### Scraping Candidates' Sites

In this notebook we'll scrape candidates' websites and store the information for later analysis. We'll store the data locally in a database, which we'll build via Python to practice that skill. Let's get started!

In [None]:
import sqlite3
import requests

from bs4 import BeautifulSoup 
from bs4.element import Comment

import random 
# this package is good for randomization, which we may use 
# use when we're pulling a fraction of the pages. 

import datetime # this is good for working with dates and times. It's a bit confusing though. 

First, let's build a DB for this. Right now I'm assuming we'll have five fields in our only table:

* `dt`: the date and time when we pulled the page.
* `base_url`: the main URL we're pulling from. E.g., www.joebiden.com, for Biden's site. 
* `url`: the specific URL we're pulling from. E.g., https://joebiden.com/joes-story/.
* `text`: the text of the `url`. 
* `pulled`: A boolean that is TRUE if we've tried to pull the text from the URL. This is useful for keeping track. 

In [None]:
db = sqlite3.connect("candidate_websites_2.db") # feel free to change this to something you like. 
cur = db.cursor()

Now let's create the table in the DB. 

In [None]:
cur.execute('''DROP TABLE IF EXISTS site_text''')
cur.execute('''CREATE TABLE site_text (
    dt DATETIME, 
    base_url TEXT, 
    url TEXT,
    text TEXT,
    pulled BOOLEAN)''')
db.commit()

Now we'll build off the previous notebook (`Intro to Scraping.ipynb`) to scrape candidates' sites. Let's begin by reading the list of websites.  

In [None]:
sites = []
with open("candidates_websites.txt",'r') as infile :
    for line in infile :
        sites.append(line.strip())

### Your Turn

Here's where you take over. We want to pull all the text from each candidate's webpage. This is probably a two step process. Step one is to get all the links from the homepage. Step two is to follow each link, grab the text, and store it in the DB. Try starting small, by just pulling a single page and putting it into the DB. Here's an example. 

In [None]:
this_url = "https://facts.elizabethwarren.com/"
r = requests.get(this_url)

# get the visible text from this page. Use the Intro notebook as your guide!
page_text = "some text that you'll replace with the result of excellent work!"

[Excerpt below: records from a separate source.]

PR #874, opened 2025-10-20
Fix several malformed modeline colors. and diff-indicator-removed was vc-added instead of vc-deleted

wickedjargon:
This is a contribution made by an IRC user


hlissner:
I've merged this into 5890382 and ad9b1bd to conform their commit messages to our conventions. Thanks for bringing it to my attention!

PR #372, opened 2021-03-15
Adc timing improvement

trentgill:
Refines the timings of the ADC driver for more accurate readings and linearity across the voltage range.

The improvement is minor, but it's certainly *better*, and the big thing here is i added a bunch of documentation explaining some of the choices.

Initially I was trying to understand why there was a weird delay required in the ADC driver, so used the logic analyzer to understand what was going on. There was a bunch of weirdness (eg wrong transmission sizes), but the core problem is that the ADC is consistently raising a `!DRDY` error which resets the internal smoothing filter, meaning every sample was being filtered from scratch (rather than a running overage). I spent a solid 5 hours trying to reconfigure the clocking setup to solve this problem, but in the end had to admit defeat.

Basically I think it requires changing either the hardware pin assignments (to use the I2S interface), or some deeper architectural changes that allows the sampling clock (a PWM channel on the stm32) to be phase-locked with the DAC's MCLK (runs on I2S PLL at 48kHz which requires a custom PLL clock unavailable to the PWM channels).

//

Realistically we can add a moving average in the DSP realm if the values are not consistent enough. Even 3 samples would be plenty, and still allow 500Hz rates.

### DIFF
--- a/ll/ads131.c
+++ b/ll/ads131.c
@@ -64,11 +64,20 @@ void ADC_Init( uint16_t bsize, uint8_t chan_count, int timer_ix )
     adc_spi.Init.CRCPolynomial     = 7;
     if(HAL_SPI_Init(&adc_spi) != HAL_OK){ printf("spi_init\n"); }
 
+
+// 216/27 = 8MHz. then /2 and /2 in the ads clocks so 2MHz fMOD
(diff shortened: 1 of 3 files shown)


tehn (approved):
thanks for tackling this!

new_row = [datetime.datetime.now(),
           "https://elizabethwarren.com",
           this_url,
           page_text, 
           1]

cur.execute('''INSERT INTO site_text (dt,base_url,url,text,pulled) 
       VALUES (?,?,?,?,?)''',new_row)

db.commit() # don't forget this!

Okay, this got you one page. Now see if you can get a list of every link on *one* candidate's homepage and put that text into the DB.